Try it: Print out every entry, keeping each line identical to the original.

═══ Provided material

PR #3130, opened 2019-01-31
NMI: Add customer id to authorization on store

curiousepic:
Previously authorizations for the store action were empty. Now we return
the relevant customer_vault_id as the authorization to use in subsequent
transactions.

Remote:
34 tests, 110 assertions, 0 failures, 0 errors, 0 pendings, 0 omissions, 0 notifications
100% passed

Unit:
27 tests, 195 assertions, 0 failures, 0 errors, 0 pendings, 0 omissions, 0 notifications
100% passed

### DIFF
--- a/lib/active_merchant/billing/gateways/nmi.rb
+++ b/lib/active_merchant/billing/gateways/nmi.rb
@@ -144,7 +144,7 @@ module ActiveMerchant #:nodoc:
 
       def add_payment_method(post, payment_method, options)
         if(payment_method.is_a?(String))
-          post[:customer_vault_id] = payment_method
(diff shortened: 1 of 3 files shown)


lib/active_merchant/billing/gateways/nmi.rb
```diff
@@ -144,7 +144,7 @@ def add_invoice(post, money, options)
 
       def add_payment_method(post, payment_method, options)
         if(payment_method.is_a?(String))
-          post[:customer_vault_id] = payment_method
+          post[:customer_vault_id] = split_authorization(payment_method)[0]
```
curiousepic: Changing this to fit the pattern other calls to `split_authorization` use.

══════

Output:
PR #3130, opened 2019-01-31
NMI: Add customer id to authorization on store

curiousepic:
Previously authorizations for the store action were empty. Now we return
the relevant customer_vault_id as the authorization to use in subsequent
transactions.

Remote:
34 tests, 110 assertions, 0 failures, 0 errors, 0 pendings, 0 omissions, 0 notifications
100% passed

Unit:
27 tests, 195 assertions, 0 failures, 0 errors, 0 pendings, 0 omissions, 0 notifications
100% passed

### DIFF
--- a/lib/active_merchant/billing/gateways/nmi.rb
+++ b/lib/active_merchant/billing/gateways/nmi.rb
@@ -144,7 +144,7 @@ module ActiveMerchant #:nodoc:
 
       def add_payment_method(post, payment_method, options)
         if(payment_method.is_a?(String))
-          post[:customer_vault_id] = payment_method
(diff shortened: 1 of 3 files shown)


lib/active_merchant/billing/gateways/nmi.rb
```diff
@@ -144,7 +144,7 @@ def add_invoice(post, money, options)
 
       def add_payment_method(post, payment_method, options)
         if(payment_method.is_a?(String))
-          post[:customer_vault_id] = payment_method
+          post[:customer_vault_id] = split_authorization(payment_method)[0]
```
curiousepic: Changing this to fit the pattern other calls to `split_authorization` use.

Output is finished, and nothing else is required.